Can a “Living Drug” Cure Autoimmune Diseases?


As a rheumatologist at Columbia University Medical Center, I routinely care for patients with autoimmune diseases. I’m grateful that, in recent years, biologics such as Humira, Enbrel, and Xeljanz—synthesized molecules designed to target specific immune pathways—have been effective against conditions like rheumatoid arthritis, psoriasis, and inflammatory bowel disease. But biologics sometimes don’t work well for lupus, likely because the disease causes such a wide range of symptoms and affects multiple immune pathways. Survival rates for lupus climbed between the nineteen-forties and the nineties, but they have largely plateaued. Women develop the disease in much higher numbers than men; severe cases disproportionately affect Black and Hispanic patients. A person diagnosed before age forty is twelve times as likely to die prematurely as someone without the condition. “I go to fewer funerals these days,” Anca Askanase, a colleague who directs the Columbia Lupus Center, told me. “But there are still too many.”

T cells are the foot soldiers of the immune system, capable of identifying threats and mounting attacks. In the eighties, Michel Sadelain, a French-born graduate student in Canada, wondered if T cells could be instructed to kill cancer cells. The answer was yes, but with limitations: T cells rely on a molecule called HLA to recognize targets, and cancers can avoid detection by limiting their expression of HLA.

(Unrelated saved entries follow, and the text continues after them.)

PR #561, opened 2023-11-29
Liquidity Ads

t-bast:
Implement a prototype for liquidity ads, compatible with https://github.com/ACINQ/eclair/pull/2550
Note that we only implement the buyer side, which limits testing.
The specification is available here: https://github.com/lightning/bolts/pull/878

We currently don't add CLTV locks to the commitment transactions, for simplicity's sake.
We thus don't store yet the lease in the commitments (to be defined where we should store it, and what data we need).


src/commonMain/kotlin/fr/acinq/lightning/wire/LiquidityAds.kt
```diff
@@ -0,0 +1,153 @@
...
+                leaseFeeProportional = LightningCodecs.u16(input),
+                maxRelayFeeProportional = LightningCodecs.u16(input),
+                leaseFeeBase = LightningCodecs.u32(input).sat,
+                maxRelayFeeBase = LightningCodecs.tu32(input).msat,
+            )
+        }
+    }
+
+    /** Request inbound liquidity from a remote peer that supports liquidity ads. */
+    data class RequestRemoteFunding(val fundingAmount: Satoshi, val maxFee: Satoshi, val leaseStart: Int, val leaseDuration: Int) {
```
pm47, line 76: I think it would make more sense to provide the actual liquidity parameters here, (that we would get either from conf, our direct peer, network announcements...).

```suggestion
    data class RequestRemoteFunding(val fundingAmount: Satoshi, val leaseRates: LeaseRates) {
```

src/commonMain/kotlin/fr/acinq/lightning/io/Peer.kt
```diff
@@ -561,6 +562,25 @@ class Peer(
...
                     spliceOut = null,
+                    requestRemoteFunding = null,
+                    feerate = feerate
+                )
+                send(WrappedChannelCommand(channel.channelId, spliceCommand))
+                spliceCommand.replyTo.await()
+            }
+    }
+
+    suspend fun purchaseInboundLiquidity(amount: Satoshi, feerate: FeeratePerKw, maxFee: Satoshi, leaseDuration: Int): ChannelCommand.Commitment.Splice.Response? {
```
pm47, line 573: For ease of integration:

```suggestion
    suspend fun purchaseInboundLiquidity(amount: Satoshi, feerate: FeeratePerKw, leaseRates: LeaseRates): ChannelCommand.Commitment.Splice.Response? {
```

Assuming that lease rates are an attribute of the `Peer`, or of `NodeParams`, this could be simplified to:

```suggestion
    suspend fun purchaseInboundLiquidity(amount: Satoshi, feerate: FeeratePerKw): ChannelCommand.Commitment.Splice.Response? {
```

src/commonMain/kotlin/fr/acinq/lightning/wire/LiquidityAds.kt
```diff
@@ -0,0 +1,153 @@
...
+                    val witness = LeaseWitness(remoteFundingPubKey, leaseExpiry, leaseDuration, willFund.leaseRates.maxRelayFeeProportional, willFund.leaseRates.maxRelayFeeBase)
+                    val fees = willFund.leaseRates.fees(fundingFeerate, fundingAmount, remoteFundingAmount)
+                    return if (!LeaseWitness.verify(remoteNodeId, willFund.sig, witness)) {
+                        Either.Left(InvalidLiquidityAdsSig(channelId))
+                    } else if (remoteFundingAmount <= 0.sat) {
+                        Either.Left(LiquidityRatesRejected(channelId))
+                    } else if (maxFee < fees) {
+                        Either.Left(LiquidityRatesRejected(channelId))
+                    } else {
+                        val leaseAmount = fundingAmount.min(remoteFundingAmount)
```
pm47, line 102: I think we should check here that the remote amount is exactly what was requested, as users will probably reason in terms of lease_fee/mining_fee ratio.

src/commonMain/kotlin/fr/acinq/lightning/wire/LiquidityAds.kt
```diff
@@ -0,0 +1,153 @@
...
+     * that they misbehaved.
+     */
+    data class LeaseRates(val fundingWeight: Int, val leaseFeeProportional: Int, val maxRelayFeeProportional: Int, val leaseFeeBase: Satoshi, val maxRelayFeeBase: MilliSatoshi) {
+        val maxRelayFeeProportionalMillionths: Long = maxRelayFeeProportional.toLong() * 100
+
+        /**
+         * Fees paid by the liquidity buyer: the resulting amount must be added to the seller's output in the corresponding
+         * commitment transaction.
+         */
+        fun fees(feerate: FeeratePerKw, requestedAmount: Satoshi, contributedAmount: Satoshi): Satoshi {
```
pm47, line 43: Integrators will find it useful to have a split between mining fees and "service" fees:

```suggestion
        data class LeaseFees(miningFee: Satoshi, serviceFee: Satoshi) {
          val fees: Satoshi = miningFee + serviceFee
        }

        fun fees(feerate: FeeratePerKw, requestedAmount: Satoshi, contributedAmount: Satoshi): LeaseFees {
```

src/commonMain/kotlin/fr/acinq/lightning/wire/LiquidityAds.kt
```diff
@@ -0,0 +1,153 @@
...
+        val expiry: Int = witness.leaseEnd
+    }
+
+    /** The seller signs the lease parameters: if they cheat, the buyer can use that signature to prove they cheated. */
+    data class LeaseWitness(val fundingPubKey: PublicKey, val leaseEnd: Int, val leaseDuration: Int, val maxRelayFeeProportional: Int, val maxRelayFeeBase: MilliSatoshi) {
+        fun sign(nodeKey: PrivateKey): ByteVector64 = Crypto.sign(Crypto.sha256(encode()), nodeKey)
+
+        fun encode(): ByteArray {
+            val out = ByteArrayOutput()
+            LightningCodecs.writeBytes("option_will_fund".encodeToByteArray(), out)
```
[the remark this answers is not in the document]
t-bast: I can't find that in the classpath...are you sure this doesn't require a new dependency?

src/commonMain/kotlin/fr/acinq/lightning/wire/LiquidityAds.kt
t-bast: Good idea, done in https://github.com/ACINQ/lightning-kmp/pull/561/commits/c65c4cf919c3572095bc997868e8a01dbabb8ede

src/commonMain/kotlin/fr/acinq/lightning/wire/LiquidityAds.kt
t-bast: I changed that in https://github.com/ACINQ/lightning-kmp/pull/561/commits/c65c4cf919c3572095bc997868e8a01dbabb8ede, we now provide the rates as input and only accept the splice attempt if the rates haven't changed and the LSP adds at least the requested amount.

src/commonMain/kotlin/fr/acinq/lightning/wire/LiquidityAds.kt
t-bast: Done in https://github.com/ACINQ/lightning-kmp/pull/561/commits/c65c4cf919c3572095bc997868e8a01dbabb8ede

src/commonMain/kotlin/fr/acinq/lightning/wire/LiquidityAds.kt
```diff
@@ -0,0 +1,153 @@
...
+            )
+        }
+    }
+
+    /** Request inbound liquidity from a remote peer that supports liquidity ads. */
+    data class RequestRemoteFunding(val fundingAmount: Satoshi, val maxFee: Satoshi, val leaseStart: Int, val leaseDuration: Int) {
+        private val leaseExpiry: Int = leaseStart + leaseDuration
+        val requestFunds: ChannelTlv.RequestFunds = ChannelTlv.RequestFunds(fundingAmount, leaseExpiry, leaseDuration)
+
+        fun validateLeaseRates(
```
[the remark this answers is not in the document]
t-bast: Done in https://github.com/ACINQ/lightning-kmp/pull/561/commits/c65c4cf919c3572095bc997868e8a01dbabb8ede

src/commonMain/kotlin/fr/acinq/lightning/wire/LiquidityAds.kt
```diff
@@ -0,0 +1,153 @@
...
+object LiquidityAds {
+
+    /**
+     * Liquidity is leased using the following rates:
+     *
+     *  - the buyer pays [[leaseFeeBase]] regardless of the amount contributed by the seller
+     *  - the buyer pays [[leaseFeeProportional]] (expressed in basis points) of the amount contributed by the seller
+     *  - the buyer refunds the on-chain fees for up to [[fundingWeight]] of the utxos contributed by the seller
+     *
+     * The seller promises that their relay fees towards the buyer will never exceed [[maxRelayFeeBase]] and [[maxRelayFeeProportional]].
```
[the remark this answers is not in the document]
t-bast: I updated the comment in https://github.com/ACINQ/lightning-kmp/pull/561/commits/c65c4cf919c3572095bc997868e8a01dbabb8ede

src/commonMain/kotlin/fr/acinq/lightning/wire/LiquidityAds.kt
```diff
@@ -0,0 +1,158 @@
...
+     *  - the buyer pays [leaseFeeBase] regardless of the amount contributed by the seller
+     *  - the buyer pays [leaseFeeProportional] (expressed in basis points) of the amount contributed by the seller
+     *  - the seller will have to add inputs/outputs to the transaction and pay on-chain fees for them, but the buyer
+     *    refunds on-chain fees for [fundingWeight] vbytes
+     *
+     * The seller promises that their relay fees towards the buyer will never exceed [maxRelayFeeBase] and [maxRelayFeeProportional].
+     * This cannot be enforced, but if the buyer notices the seller cheating, they should blacklist them and can prove
+     * that they misbehaved using the seller's signature of the [LeaseWitness].
+     */
+    data class LeaseRate(val leaseDuration: Int, val fundingWeight: Int, val leaseFeeProportional: Int, val leaseFeeBase: Satoshi, val maxRelayFeeProportional: Int, val maxRelayFeeBase: MilliSatoshi) {
```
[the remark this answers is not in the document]
t-bast: > Nit: traditionally, base is before prop:

Lisa chose to include the proportional fees first in the spec messages, that's why I kept it that way (because in eclair we'll have to follow the encoding order, and it's nice to be consistent with eclair).

> Also, prop units are misleading: leaseFeeProportional is in per-10,000, maxRelayFeeProportional is in per-1,000,000.

Here, they are both basis points for consistency (which I agree is confusing, but there has to be confusion somewhere while we're moving to basis points instead of ppm). I can rename them to `ProportionalBasisPoint` to clarify though!

src/commonMain/kotlin/fr/acinq/lightning/io/Peer.kt
```diff
@@ -168,6 +168,7 @@ class Peer(
     val currentTipFlow = MutableStateFlow<Pair<Int, BlockHeader>?>(null)
     val onChainFeeratesFlow = MutableStateFlow<OnChainFeerates?>(null)
     val swapInFeeratesFlow = MutableStateFlow<FeeratePerKw?>(null)
+    val liquidityRatesFlow = MutableStateFlow<LiquidityAds.LeaseRate?>(null)
```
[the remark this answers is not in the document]
t-bast: As discussed offline, I'll remove this from `init` while this isn't the final spec version, it will instead be provided out of band.

src/commonMain/kotlin/fr/acinq/lightning/wire/LiquidityAds.kt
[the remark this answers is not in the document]
pm47: Noted thanks!

Okay, so the convention is that "proportional" is bips by default, I think that's fine.

src/commonMain/kotlin/fr/acinq/lightning/io/Peer.kt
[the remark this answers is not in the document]
pm47: It's independent I think? In my tests I'm setting the flow locally, it works fine. We can probably figure this out later as for now we'll only have one rate.

src/commonMain/kotlin/fr/acinq/lightning/serialization/v4/Serialization.kt
```diff
@@ -356,31 +357,68 @@ object Serialization {
...
+        writeNumber(lease.witness.maxRelayFeeProportional)
+        writeNumber(lease.witness.maxRelayFeeBase.toLong())
+    }
+
     private fun Output.writeInteractiveTxSigningSession(s: InteractiveTxSigningSession) = s.run {
         writeInteractiveTxParams(fundingParams)
         writeNumber(s.fundingTxIndex)
         writeSignedSharedTransaction(fundingTx)
         // We don't bother removing the duplication across HTLCs: this is a short-lived state during which the channel cannot be used for payments.
-        writeEither(localCommit,
```
pm47, line 364: I think this conveys the intent better (NB: `writeEither` uses `write`, not `writeNumber`, for discriminators)

```kotlin
    private fun Output.writeInteractiveTxSigningSession(s: InteractiveTxSigningSession) = s.run {
        writeInteractiveTxParams(fundingParams)
        writeNumber(s.fundingTxIndex)
        writeSignedSharedTransaction(fundingTx)
        // We use 2/3 instead of the standard 0/1 as discriminator for the option to handle backward compatibility (this field was added later)
        when (liquidityPurchased) {
            null -> write(2)
            else -> {
                write(3)
                writeLiquidityPurchase(liquidityPurchased)
            }
        }
        // We don't bother removing the duplication across HTLCs: this is a short-lived state during which the channel cannot be used for payments.
        writeEither(localCommit,
            writeLeft = { writeUnsignedLocalCommitWithHtlcs(it) },
            writeRight = { writeLocalCommitWithHtlcs(it) }
        )
        remoteCommit.run {
            writeNumber(index)
            writeCommitmentSpecWithHtlcs(spec)
            writeTxId(txid)
            writePublicKey(remotePerCommitmentPoint)
        }
    }
```

src/commonMain/kotlin/fr/acinq/lightning/serialization/v4/Deserialization.kt
```diff
@@ -307,43 +308,60 @@ object Deserialization {
...
+            maxRelayFeeBase = readNumber().msat,
         ),
-        remoteCommit = RemoteCommit(
+    )
+
+    private fun Input.readInteractiveTxSigningSession(): InteractiveTxSigningSession {
+        val fundingParams = readInteractiveTxParams()
+        val fundingTxIndex = readNumber()
+        val fundingTx = readSignedSharedTransaction() as PartiallySignedSharedTransaction
+        val (liquidityPurchase, localCommit) = when (val discriminator = read()) {
```
pm47, line 350:
```suggestion
        // liquidityPurchase and localCommit are logically independent, this is just a serialization trick for backward compatibility
        val (liquidityPurchase, localCommit) = when (val discriminator = read()) {
```

src/commonMain/kotlin/fr/acinq/lightning/io/Peer.kt
```diff
@@ -566,6 +568,31 @@ class Peer(
...
                     spliceOut = null,
+                    requestRemoteFunding = null,
+                    feerate = feerate
+                )
+                send(WrappedChannelCommand(channel.channelId, spliceCommand))
+                spliceCommand.replyTo.await()
+            }
+    }
+
+    suspend fun estimateFeeForInboundLiquidity(amount: Satoshi, feerate: FeeratePerKw): LiquidityAds.LeaseFees {
```
pm47, line 579: This should take a `targetFeerate` and return the corrected feerate (taking into account unconfirmed parents), like we do for splice-out and cpfp. (also the ordering of methods is not consistent)

```suggestion
    suspend fun estimateFeeForInboundLiquidity(amount: Satoshi, targetFeerate: FeeratePerKw): Pair<FeeratePerKw, LiquidityAds.LeaseFees> {
```

src/commonMain/kotlin/fr/acinq/lightning/io/Peer.kt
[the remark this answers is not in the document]
t-bast: Right, let's start with a single rate, and we can later use a list when we'll need to handle backwards-compatibility if we change our rates.

src/commonMain/kotlin/fr/acinq/lightning/wire/LiquidityAds.kt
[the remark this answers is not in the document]
pm47: Okay, this is JVM only.

There is a `.toByteArray(Charsets.UTF_8)` used in `ElectrumClientTest`, but it requires `import io.ktor.utils.io.core.*`. Let's forget about this...

src/commonMain/kotlin/fr/acinq/lightning/serialization/v4/Deserialization.kt
t-bast: Added in https://github.com/ACINQ/lightning-kmp/pull/561/commits/3541777350fdae4b0ac92cbf55d4e52ae1c200c5

src/commonMain/kotlin/fr/acinq/lightning/io/Peer.kt
t-bast: Good idea, done in https://github.com/ACINQ/lightning-kmp/pull/561/commits/cb0c0f80900c95f03f4be9c335decc046229958b

src/commonMain/kotlin/fr/acinq/lightning/serialization/v4/Serialization.kt
pm47: Right, nevermind!

src/commonMain/kotlin/fr/acinq/lightning/channel/states/Normal.kt
```diff
@@ -24,7 +24,8 @@ data class Normal(
     val localShutdown: Shutdown?,
     val remoteShutdown: Shutdown?,
     val closingFeerates: ClosingFeerates?,
-    val spliceStatus: SpliceStatus
+    val spliceStatus: SpliceStatus,
+    val liquidityPurchases: List<LiquidityAds.Lease>,
```
pm47, line 28: Nit:
```suggestion
    val liquidityLeases: List<LiquidityAds.Lease>,
```

src/commonMain/kotlin/fr/acinq/lightning/serialization/v4/Serialization.kt
```diff
@@ -144,6 +145,11 @@ object Serialization {
                 write(0x00)
             }
         }
+        if (liquidityPurchases.isNotEmpty()) {
+            write(0x01)
+            writeNumber(liquidityPurchases.size)
+            liquidityPurchases.forEach { writeLiquidityPurchase(it) }
```
pm47, line 151:
```suggestion
            writeCollection(liquidityPurchases) { writeLiquidityPurchase(it) }
```

src/commonMain/kotlin/fr/acinq/lightning/serialization/v4/Deserialization.kt
```diff
@@ -99,6 +100,16 @@ object Deserialization {
...
             )
             else -> error("unknown discriminator $discriminator for class ${SpliceStatus::class}")
+        },
+        liquidityPurchases = when {
+            availableBytes == 0 -> listOf()
+            else -> when (val discriminator = read()) {
+                0x01 -> {
+                    val liquidityPurchaseCount = readNumber()
+                    (0 until liquidityPurchaseCount).map { readLiquidityPurchase() }
+                }
```
pm47, line 110:
```suggestion
                0x01 -> readCollection { readLiquidityPurchase() }.toList()
```

pm47 (commented):
Nice! Some nits

src/commonMain/kotlin/fr/acinq/lightning/serialization/v4/Serialization.kt
pm47: On 2nd thought I think we should also remove the `if`, and always write the `0x01` and the leases, even if the list is empty. Otherwise, if we want to add a 2nd optional field later we will have to do the same kind of tricks as for `liquidityPurchase/localCommit` to handle cases where there the middle object is not defined (instead of simply reading objects one after the other).

src/commonMain/kotlin/fr/acinq/lightning/serialization/v4/Deserialization.kt
t-bast: Done in https://github.com/ACINQ/lightning-kmp/pull/561/commits/f735f45eee0b765ed04563ecfad0f5a0b061a774

src/commonMain/kotlin/fr/acinq/lightning/serialization/v4/Serialization.kt
t-bast: Done in https://github.com/ACINQ/lightning-kmp/pull/561/commits/f735f45eee0b765ed04563ecfad0f5a0b061a774

src/commonMain/kotlin/fr/acinq/lightning/db/PaymentsDb.kt
```diff
@@ -387,6 +388,21 @@ data class SpliceCpfpOutgoingPayment(
     override val completedAt: Long? = confirmedAt
 }
 
+data class InboundLiquidityOutgoingPayment(
+    override val id: UUID,
+    override val channelId: ByteVector32,
```
pm47, line 393: The mining fees should be provided explicitly and set the same way as for `SpliceOutgoingPayment`, currently we only count the mining fees for remote funding.

```suggestion
    override val miningFees: Satoshi,
    override val channelId: ByteVector32,
```

pm47: Proposed fix in #569.

t-bast: Good catch!

There is something I'm not 100% sure about. For every other splice transaction, the wallet user pays for *all* the mining fees. But for liquidity ads, this may be different: what the user pays in mining fees may be less than the actual transaction's mining fees, or more, depending on how many inputs/outputs are added by the LSP and what was set in the lease's `funding_weight`. Should the `miningFees` field match the transaction's mining fees, or should it match what was paid by the user? I chose the second option in https://github.com/ACINQ/lightning-kmp/pull/561/commits/df15490d105fc02d4e2fc9fa3ace49cfa409469e, while your proposal chose the first one.

t-bast: > I agree with option 2, however I would have defined miningFees as a normal attribute and set them to miningFees = action.fundingTx.sharedTx.tx.localFees.truncateToSatoshi().

If we do that, we should set `miningFees = action.fundingTx.sharedTx.tx.localFees.truncateToSatoshi() + lease.miningFee`, right? We want that field to include all fees that are for on-chain stuff, don't we? The goal is to cleanly separate them from the service fees?

t-bast: I think https://github.com/ACINQ/lightning-kmp/pull/561/commits/b77df8cfcc9a7446eb0c203ceffef622c9648c1f should remove the confusion, and fix other types of splices (even though in their case, `localFees` currently equals `fees`, but it's more future-proof to only use `localFees` in case we later include unrelated inputs/outputs on the LSP side).

dpad85 (approved):
LGTM 🥳 Successfully tested on Phoenix.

In the late eighties, an Israeli scientist named Zelig Eshhar successfully fused a T-cell receptor with an antibody, which could recognize cancer cells without relying on HLA. Eshhar’s “T bodies” could bind to tumors, but they were weak and short-lived. Sadelain addressed this problem by engineering a molecule that he called a chimeric antigen receptor (CAR), which activated the T cell’s internal engine, stimulating it to survive and kill repeatedly. He also programmed his CAR-T cells to target CD19, a marker found on nearly all B cells, including those involved in many blood cancers.

In 2010, Bill Ludwig, a sixty-five-year-old with a terminal form of leukemia, became one of the first patients treated with CAR-T cells. The infusion initially left him critically ill: like Reid, he experienced cytokine storm. But, after the storm passed, he was cancer-free until he died, in 2021, of COVID-19 pneumonia. The F.D.A. went on to approve seven CAR-T products, and cellular therapies became a transformative option for tens of thousands of cases of treatment-resistant blood cancers. (They are not without side effects: in November, 2023, the F.D.A. announced that nineteen recipients of CAR-T cancer therapies had reported new T-cell cancers, and the agency now recommends that patients be monitored for life.)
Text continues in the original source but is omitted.